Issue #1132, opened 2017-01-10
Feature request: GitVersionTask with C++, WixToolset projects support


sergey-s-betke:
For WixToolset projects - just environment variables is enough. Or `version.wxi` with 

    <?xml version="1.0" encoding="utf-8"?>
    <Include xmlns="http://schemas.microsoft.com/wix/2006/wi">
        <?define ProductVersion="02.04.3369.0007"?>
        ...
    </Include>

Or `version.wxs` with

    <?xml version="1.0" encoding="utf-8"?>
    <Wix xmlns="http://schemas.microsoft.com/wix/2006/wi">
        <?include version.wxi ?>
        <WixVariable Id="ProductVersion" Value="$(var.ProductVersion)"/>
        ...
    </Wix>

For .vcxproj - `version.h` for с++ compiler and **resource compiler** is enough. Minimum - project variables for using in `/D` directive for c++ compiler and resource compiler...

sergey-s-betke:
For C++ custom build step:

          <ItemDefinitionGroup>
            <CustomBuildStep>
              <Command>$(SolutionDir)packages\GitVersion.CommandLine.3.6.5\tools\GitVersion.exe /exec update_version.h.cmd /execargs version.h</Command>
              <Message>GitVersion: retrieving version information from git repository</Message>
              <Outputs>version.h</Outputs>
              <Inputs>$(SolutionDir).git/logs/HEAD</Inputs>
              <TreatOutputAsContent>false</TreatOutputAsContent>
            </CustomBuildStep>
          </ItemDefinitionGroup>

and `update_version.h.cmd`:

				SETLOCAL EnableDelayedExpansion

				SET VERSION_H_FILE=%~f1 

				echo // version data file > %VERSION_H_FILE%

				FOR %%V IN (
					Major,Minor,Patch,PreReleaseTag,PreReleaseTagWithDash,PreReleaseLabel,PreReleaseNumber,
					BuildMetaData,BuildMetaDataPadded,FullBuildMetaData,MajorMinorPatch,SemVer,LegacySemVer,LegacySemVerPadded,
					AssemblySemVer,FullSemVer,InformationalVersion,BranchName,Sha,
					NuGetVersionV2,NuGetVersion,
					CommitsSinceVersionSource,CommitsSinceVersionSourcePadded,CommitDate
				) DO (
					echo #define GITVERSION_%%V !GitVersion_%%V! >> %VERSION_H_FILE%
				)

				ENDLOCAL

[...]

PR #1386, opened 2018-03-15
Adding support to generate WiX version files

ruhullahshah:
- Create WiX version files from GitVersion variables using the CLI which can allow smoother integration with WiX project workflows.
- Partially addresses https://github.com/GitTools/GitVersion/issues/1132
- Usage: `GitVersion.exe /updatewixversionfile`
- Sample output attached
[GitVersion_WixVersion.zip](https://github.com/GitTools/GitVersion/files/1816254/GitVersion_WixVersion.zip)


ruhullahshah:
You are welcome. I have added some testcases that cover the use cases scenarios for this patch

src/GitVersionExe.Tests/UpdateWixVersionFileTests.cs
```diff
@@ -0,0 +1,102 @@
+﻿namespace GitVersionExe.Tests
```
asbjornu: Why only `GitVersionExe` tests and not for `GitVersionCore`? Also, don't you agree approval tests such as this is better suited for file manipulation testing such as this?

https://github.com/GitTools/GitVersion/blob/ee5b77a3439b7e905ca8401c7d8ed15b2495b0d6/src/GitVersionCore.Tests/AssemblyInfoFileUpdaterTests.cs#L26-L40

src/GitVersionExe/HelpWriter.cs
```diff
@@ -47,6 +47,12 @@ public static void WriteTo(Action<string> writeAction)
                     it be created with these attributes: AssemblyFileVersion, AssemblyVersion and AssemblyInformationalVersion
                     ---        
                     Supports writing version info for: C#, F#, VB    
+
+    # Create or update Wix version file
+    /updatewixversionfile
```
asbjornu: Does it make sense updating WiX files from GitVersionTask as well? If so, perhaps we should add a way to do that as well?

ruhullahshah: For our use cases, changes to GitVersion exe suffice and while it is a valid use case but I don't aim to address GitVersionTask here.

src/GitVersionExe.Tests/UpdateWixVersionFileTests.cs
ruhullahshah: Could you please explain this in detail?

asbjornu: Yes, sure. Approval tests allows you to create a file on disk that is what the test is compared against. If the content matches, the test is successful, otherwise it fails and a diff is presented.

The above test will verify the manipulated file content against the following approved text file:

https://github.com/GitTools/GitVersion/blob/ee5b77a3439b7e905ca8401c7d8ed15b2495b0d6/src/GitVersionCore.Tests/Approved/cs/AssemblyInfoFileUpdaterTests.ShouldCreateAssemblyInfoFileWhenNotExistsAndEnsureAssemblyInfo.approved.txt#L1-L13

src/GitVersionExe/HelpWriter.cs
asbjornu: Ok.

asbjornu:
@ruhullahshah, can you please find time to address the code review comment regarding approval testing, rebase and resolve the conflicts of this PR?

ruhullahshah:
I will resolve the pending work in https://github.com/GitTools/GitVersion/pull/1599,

* ACTION ITEM *
Which lines of the listing include the string "variables"? Pull them out.

* RESPONSE FOR THIS EXERCISE *
For WixToolset projects - just environment variables is enough. Or `version.wxi` with 
For .vcxproj - `version.h` for с++ compiler and **resource compiler** is enough. Minimum - project variables for using in `/D` directive for c++ compiler and resource compiler...
- Create WiX version files from GitVersion variables using the CLI which can allow smoother integration with WiX project workflows.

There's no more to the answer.